Even if properly and carefully managed, type 2 diabetes is currently a chronic disease, which is, in most cases, compatible with an otherwise full life. Some cases, for reasons obscure, cannot be reasonably managed and lead to damage or even death sooner than later. Non-compliance with management is a contributor in some cases (unwillingness to monitor blood glucose, take prescribed medication, or reliance on unusual or exotic treatment regimes without credible track record), but not all. Much of the damage is due to the complications of diabetes, not directly to diabetes' acute effects.
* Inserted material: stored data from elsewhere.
PR #3314, opened 2021-01-10
#3308-1 TextInputWithAffix component

### LINKED ISSUE #3308: New editing rows
*EPIC: #3161*

*Related Marvel Designs: https://marvelapp.com/prototype/55aea8f*
*Related Component Breakdown: https://app.diagrams.net/#G1wLg12JAQyrgB6D3F_X0O9LBZwJs8PcJM

In the new vaccine module designs there are different style of editing rows:

Examples:

image
image
image

This issue is to discuss the implementation of these editable areas to try and create a solution which easily enables different styles of rows to edit different fields.

Unsure 100% just yet.

Still thinking about the API for this. I think I would like to see some sort of `Row` style component which can be composed of different `RowEdit` components?

Something like:

```
<Row>
    <RowLabel icon="X" text="Y"/>
    <RowTemperatureEdit currentValue={} someCallbacks/>
    <RowDurationEdit currentValue={} someCallbacks/>
</Row>
```

## Implementation

Create components:

- [ ] `TextInputWithMask`
- [ ] `TextInputWithAffix`
- [ ] `BaseStepperButton`
- [ ] `BaseStepperInput`
- [ ] `StepperInputWithLabel`
- [ ] `DurationEditor`
- [ ] `TemperatureEditor`
- [ ] `TimeEditor`
- [ ] `DateEditor`
- [ ] `TextEditor`
- [ ] `EditorRow`

TBD

## Additional context

N/A

joshxg:
Fixes #3308 **Wrong branch name- oops**

## Change summary

*Note* I named a prefix or a suffix 'affix'. I have no idea if that is correct english. I also don't know if what I am calling a prefix or suffix is a prefix or suffix. It's what I came up with 🤷 

- Adds `TextInputWithAffix` Component
- Essentially this is to fill the role of having an input with, for example: `10 C` or `10 Mins`
- Creating an input with the affix within the editable input area would be a lot more work than you'd think (Or, at least, from what I can figure out)

## Testing

N/A - internal code only white box testing

N/A

### DIFF
--- a/package.json
+++ b/package.json
@@ -89,6 +89,7 @@
     "react-native-safe-area-context": "^0.7.3",
     "react-native-screens": "^2.2.0",
     "react-native-svg": "^11.0.1",
+    "react-native-text-input-mask": "^2.0.0",
     "react-native-ui-components": "^0.5.0",
     "react-native-vector-icons": "^7.1.0",
     "react-navigation": "^4.2.2",
--- a/src/widgets/TextInputs/TextInputWithAffix.js
+++ b/src/widgets/TextInputs/TextInputWithAffix.js
@@ -1,0 +1,37 @@
+import React from 'react';
+import { TextInput as RNTextInput, TextInputProps as RNTextInputProps } from 'react-native';
+import propTypes from 'prop-types';
+
+import { FlexRow } from '../FlexRow';
+
+export const TextInputWithAffix = React.forwardRef(
+  ({ TextInputImpl, SuffixComponent, PrefixComponent, flexRowProps, ...textInputProps }, ref) => (
+    <FlexRow {...flexRowProps}>
+      {PrefixComponent}
+      <TextInputImpl ref={ref} {...textInputProps} />
+      {SuffixComponent}
+    </FlexRow>
+  )
+);
+
+TextInputWithAffix.displayName = 'TextInputWithAffix';
+
+TextInputWithAffix.defaultProps = {
+  TextInputImpl: RNTextInput,
+  SuffixComponent: <></>,
+  PrefixComponent: <></>,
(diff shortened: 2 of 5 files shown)


katherine-sussol (approved):
👀  looks good to me.

Word usage makes sense too, I always get confused between when to use 'Suffix' or 'Postfix' for things after words but context seems clear enough here 🤷

Chris-Petty:
> _Note_ I named a prefix or a suffix 'affix'. I have no idea if that is correct english. I also don't know if what I am calling a prefix or suffix is a prefix or suffix. It's what I came up with 🤷
> 

I wonder about just calling it `TextInput`, where it's just our own with default text style and what not set. Having a prefix/suffix would each just be props extending the RN component. Risk is mild overhead where it's not needed (e.g. possibly noticeable somewhere busy, like in a table, though). Maybe it'll cause too much confusion with the RN base component. If it's useful, I see it like overloading a method. Thoughts? Probably in the bucket of "We need to clean up widgets at some stage" stuff heh.

katherine-sussol:
I just noticed there's already a `TextInput` component under widgets, is this technically a parent, child or sibling of that one? 🤔   Maybe the prefix/suffixes should be added there? Or this component could use the custom `TextInput` instead of the RN one? Too many options 🙀

Chris-Petty:
> I just noticed there's already a `TextInput` component under widgets, is this technically a parent, child or sibling of that one? 🤔 Maybe the prefix/suffixes should be added there? Or this component could use the custom `TextInput` instead of the RN one? Too many options 🙀

🤣  what a mess. Should we start an issue where we just note down all the various muddy bits of UI, so we have a reference of what to clean up down the road?

PR #3315, opened 2021-01-10
#3308-2 Add react-native-text-input-mask

### LINKED ISSUE #3308: New editing rows

joshxg:
Fixes #3308

## Change summary

- Adds the package `react-native-text-input-mask`
- I tried a bunch of packages out and this was the best. It stops at the native component level a lot of jank. For example, if you were to use a `TextInput` as a controlled component and passed it `value` prop - you can actually type in the `TextInput` and NOT update the `value` and it will enter into the component. This is hard to explain but the `TextInput` basically has it's own internal state and if it's not in sync it causes odd behaviour, like if I had a mask which only allowed two digits and that was enforced through JS `onChangeText` prop, then I could type an `a` and it would be rendered for .5second, and then reverted back. This package however does the masking at the native level and this jank didn't seem to happen. Get it?

## Testing

Internal

Not creating the masks to use in the future yet. Will do as used.

### DIFF
--- a/package.json
+++ b/package.json
@@ -89,6 +89,7 @@
     "react-native-safe-area-context": "^0.7.3",
     "react-native-screens": "^2.2.0",
     "react-native-svg": "^11.0.1",
+    "react-native-text-input-mask": "^2.0.0",
     "react-native-ui-components": "^0.5.0",
     "react-native-vector-icons": "^7.1.0",
     "react-navigation": "^4.2.2",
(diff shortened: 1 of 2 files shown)


katherine-sussol (approved):
Looks good to me 👀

For example, in the developed world, and increasingly elsewhere, type 2 diabetes is the largest cause of non-traumatic blindness and kidney failure.[7]

Research continues and several potential treatments may result in "cures". Examples include resection surgery of the upper small intestine, and very stringent restricted calorie diets. None is, as of 2011, sufficiently well understood, or adequately tested, to be of clinical significance. One or more might, possibly, become clinically significant for some cases, or even all, but this is some years away in the most fortunate instance.


Globally in 2003 it was estimated that there were 150 million people with type 2 diabetes.[72] The incidence varies substantially in different parts of the world, almost certainly because of environmental and lifestyle factors, though these are not known in detail.[73] In the United States there are 23.6 million people (7.8% of the population) with diabetes with 17.9 million being diagnosed,[74] 90% of whom are type 2.[75] With prevalence rates doubling between 1990 and 2005, CDC has characterized the increase as an epidemic.[76] Traditionally considered a disease of adults, type 2 diabetes is increasingly diagnosed in children in parallel to rising obesity rates [77] due to alterations in dietary patterns as well as in life styles during childhood.[78]

Type-2 diabetes mellitus is known to affect ethnic subgroups differently due to unique risk factors. For example, African Americans have a 12-fold greater prevalence than black natives of Africa. [79] Cross-sectional epidemiological data suggests that the population with the highest type-two diabetes prevalence, however is the American Pima Indians. [80] Their prevalence rates of 38% are substantially higher than those of Pima Indians in Mexico (prevalence of 6.9%).[81] It appears that both insulin resistance and beta-cell dysfunction were common, leading to inherent genetic predisposition to type-2 diabetes across all Pima Indians.[82] It is therefore concluded that the disproportionately high prevalence of diabetes in American Pima Indians is likely due to changes in westernization and urbanization of lifestyle/ environmental conditions in conjunction with underlying physiological predisposition.[83]